PR #2916, opened 2023-04-25
script: add legacy_records xml upload script

PascalEgn:


backend/scripts/marcxml_export.py
MJedr, line 1: For writing cli we use click, you can have a look at how other cli's are done. Can you refactor your code to use it? 
Some other comments:
* Can you make arguments configurable?
* You can add the script to the existing file, like `records/cli.py`.
* Add tests for the functionality too.
* Could you use logger instead of printing?

backend/inspirehep/records/cli.py
```diff
@@ -338,3 +341,84 @@ def remove_bai_from_literature_records(
...
+    show_default=True,
+)
+@with_appcontext
+def export_xml(dir_path):
+    if not os.path.exists(dir_path):
+        try:
+            os.mkdir(dir_path)
+        except Exception as e:
+            LOGGER.info(f"There was a problem creating the dir: {e}")
+    if os.path.exists(dir_path):
```
MJedr, line 365: can it happen that it doesn't exist if you create it in other cases? then, you can remove if block

backend/inspirehep/records/cli.py
```diff
@@ -338,3 +341,84 @@ def remove_bai_from_literature_records(
...
+    default="/tmp/legacy_xmls",
+    show_default=True,
+)
+@with_appcontext
+def export_xml(dir_path):
+    if not os.path.exists(dir_path):
+        try:
+            os.mkdir(dir_path)
+        except Exception as e:
+            LOGGER.info(f"There was a problem creating the dir: {e}")
```
MJedr, line 364: Return here. It would be nice to catch a particular exception. Also, not all the exceptions stringify well.

backend/inspirehep/records/cli.py
```diff
@@ -338,3 +341,84 @@ def remove_bai_from_literature_records(
...
+    if os.path.exists(dir_path):
+        try:
+            query = LegacyRecordsMirror.query.all()
+            for row in query:
+                file_path = os.path.join(dir_path, f"{row.recid}.xml")
+                xml = open(file_path, "wb")
```
MJedr, line 370: why not to use a context manager `with open`?

backend/inspirehep/records/cli.py
```diff
@@ -338,3 +341,84 @@ def remove_bai_from_literature_records(
...
+                xml.write(row.marcxml)
+                xml.close()
+        except Exception as e:
```
MJedr, line 373: again, better to catch a specific exception

backend/inspirehep/records/cli.py
```diff
@@ -338,3 +341,84 @@ def remove_bai_from_literature_records(
...
+            LOGGER.info(f"There was a problem exporting the column: {e}")
+
+    LOGGER.info(
+        f"{len([f for f in os.listdir(dir_path) if os.path.isfile(os.path.join(dir_path, f))])} marcxml rows exported to xml."
```
MJedr, line 377: We use structlog, so you wirte a message like LOGGER.info("marcxml rows exported to xml.", rows_number=rows_number"). Can you also extract this list comprehension to a variable and make it more readable?

backend/inspirehep/records/cli.py
```diff
@@ -338,3 +341,84 @@ def remove_bai_from_literature_records(
...
+    default="inspire-qa-legacy",
+    show_default=True,
+)
+@with_appcontext
+def upload_xmls(dir_path, bucket):
+    mime_type = "application/xml"
+    acl = current_app.config["S3_FILE_ACL"]
+    try:
+        for filename in os.listdir(dir_path):
+            file = open(os.path.join(dir_path, filename), "rb")
```
MJedr, line 400: can you use context manager?

backend/inspirehep/records/cli.py
```diff
@@ -338,3 +341,84 @@ def remove_bai_from_literature_records(
...
+            key = "legacy_xml_" + filename
+            LOGGER.info(f"Uploading {key} to {bucket} bucket")
+            current_s3_instance.upload_file(file, key, filename, mime_type, acl, bucket)
+            file.close()
+        LOGGER.info("All files uploaded successfully.")
+    except Exception as e:
```
MJedr, line 406: same as before

backend/tests/integration/records/test_cli.py
```diff
@@ -232,3 +235,56 @@ def test_close_expired_jobs_ignores_deleted_records(inspire_app, cli):
...
+@mock.patch("click.confirm")
+def test_legacy_records_mirror_xml_cleanup(mock_click, cli, tmp_path):
+    xml_path = os.path.join(tmp_path, "legacy_records_xml")
+    os.mkdir(xml_path)
+    mock_click.return_value = "y"
+    open(os.path.join(xml_path, "1.xml"), "w").close
+    open(os.path.join(xml_path, "2.xml"), "w").close
+    open(os.path.join(xml_path, "3.xml"), "w").close
+    cli.invoke(["legacy_records", "cleanup_dir", "--dir-path", xml_path])
+    assert os.path.exists(xml_path) is False
```
MJedr, line 290:
```suggestion
    assert not os.path.exists(xml_path) 
```

backend/tests/integration/records/test_cli.py
```diff
@@ -232,3 +235,56 @@ def test_close_expired_jobs_ignores_deleted_records(inspire_app, cli):
...
+            "--dir-path",
+            xml_path,
+            "--bucket",
+            "inspire-tmp",
+        ]
+    )
+    result = current_s3_instance.file_exists(
+        key="legacy_xml_1.xml", bucket="inspire-tmp"
+    )
+    assert result is True
```
MJedr, line 278:
```suggestion
    assert result 
```

backend/inspirehep/records/cli.py
PascalEgn: Okay with that comment in mind, I can remove the if in the next line

backend/inspirehep/records/cli.py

########################################

Problem description:
Each line of the listing is to be repeated exactly.

Answer box:
PR #2916, opened 2023-04-25
script: add legacy_records xml upload script

PascalEgn:


backend/scripts/marcxml_export.py
MJedr, line 1: For writing cli we use click, you can have a look at how other cli's are done. Can you refactor your code to use it? 
Some other comments:
* Can you make arguments configurable?
* You can add the script to the existing file, like `records/cli.py`.
* Add tests for the functionality too.
* Could you use logger instead of printing?

backend/inspirehep/records/cli.py
```diff
@@ -338,3 +341,84 @@ def remove_bai_from_literature_records(
...
+    show_default=True,
+)
+@with_appcontext
+def export_xml(dir_path):
+    if not os.path.exists(dir_path):
+        try:
+            os.mkdir(dir_path)
+        except Exception as e:
+            LOGGER.info(f"There was a problem creating the dir: {e}")
+    if os.path.exists(dir_path):
```
MJedr, line 365: can it happen that it doesn't exist if you create it in other cases? then, you can remove if block

backend/inspirehep/records/cli.py
```diff
@@ -338,3 +341,84 @@ def remove_bai_from_literature_records(
...
+    default="/tmp/legacy_xmls",
+    show_default=True,
+)
+@with_appcontext
+def export_xml(dir_path):
+    if not os.path.exists(dir_path):
+        try:
+            os.mkdir(dir_path)
+        except Exception as e:
+            LOGGER.info(f"There was a problem creating the dir: {e}")
```
MJedr, line 364: Return here. It would be nice to catch a particular exception. Also, not all the exceptions stringify well.

backend/inspirehep/records/cli.py
```diff
@@ -338,3 +341,84 @@ def remove_bai_from_literature_records(
...
+    if os.path.exists(dir_path):
+        try:
+            query = LegacyRecordsMirror.query.all()
+            for row in query:
+                file_path = os.path.join(dir_path, f"{row.recid}.xml")
+                xml = open(file_path, "wb")
```
MJedr, line 370: why not to use a context manager `with open`?

backend/inspirehep/records/cli.py
```diff
@@ -338,3 +341,84 @@ def remove_bai_from_literature_records(
...
+                xml.write(row.marcxml)
+                xml.close()
+        except Exception as e:
```
MJedr, line 373: again, better to catch a specific exception

backend/inspirehep/records/cli.py
```diff
@@ -338,3 +341,84 @@ def remove_bai_from_literature_records(
...
+            LOGGER.info(f"There was a problem exporting the column: {e}")
+
+    LOGGER.info(
+        f"{len([f for f in os.listdir(dir_path) if os.path.isfile(os.path.join(dir_path, f))])} marcxml rows exported to xml."
```
MJedr, line 377: We use structlog, so you wirte a message like LOGGER.info("marcxml rows exported to xml.", rows_number=rows_number"). Can you also extract this list comprehension to a variable and make it more readable?

backend/inspirehep/records/cli.py
```diff
@@ -338,3 +341,84 @@ def remove_bai_from_literature_records(
...
+    default="inspire-qa-legacy",
+    show_default=True,
+)
+@with_appcontext
+def upload_xmls(dir_path, bucket):
+    mime_type = "application/xml"
+    acl = current_app.config["S3_FILE_ACL"]
+    try:
+        for filename in os.listdir(dir_path):
+            file = open(os.path.join(dir_path, filename), "rb")
```
MJedr, line 400: can you use context manager?

backend/inspirehep/records/cli.py
```diff
@@ -338,3 +341,84 @@ def remove_bai_from_literature_records(
...
+            key = "legacy_xml_" + filename
+            LOGGER.info(f"Uploading {key} to {bucket} bucket")
+            current_s3_instance.upload_file(file, key, filename, mime_type, acl, bucket)
+            file.close()
+        LOGGER.info("All files uploaded successfully.")
+    except Exception as e:
```
MJedr, line 406: same as before

backend/tests/integration/records/test_cli.py
```diff
@@ -232,3 +235,56 @@ def test_close_expired_jobs_ignores_deleted_records(inspire_app, cli):
...
+@mock.patch("click.confirm")
+def test_legacy_records_mirror_xml_cleanup(mock_click, cli, tmp_path):
+    xml_path = os.path.join(tmp_path, "legacy_records_xml")
+    os.mkdir(xml_path)
+    mock_click.return_value = "y"
+    open(os.path.join(xml_path, "1.xml"), "w").close
+    open(os.path.join(xml_path, "2.xml"), "w").close
+    open(os.path.join(xml_path, "3.xml"), "w").close
+    cli.invoke(["legacy_records", "cleanup_dir", "--dir-path", xml_path])
+    assert os.path.exists(xml_path) is False
```
MJedr, line 290:
```suggestion
    assert not os.path.exists(xml_path) 
```

backend/tests/integration/records/test_cli.py
```diff
@@ -232,3 +235,56 @@ def test_close_expired_jobs_ignores_deleted_records(inspire_app, cli):
...
+            "--dir-path",
+            xml_path,
+            "--bucket",
+            "inspire-tmp",
+        ]
+    )
+    result = current_s3_instance.file_exists(
+        key="legacy_xml_1.xml", bucket="inspire-tmp"
+    )
+    assert result is True
```
MJedr, line 278:
```suggestion
    assert result 
```

backend/inspirehep/records/cli.py
PascalEgn: Okay with that comment in mind, I can remove the if in the next line

backend/inspirehep/records/cli.py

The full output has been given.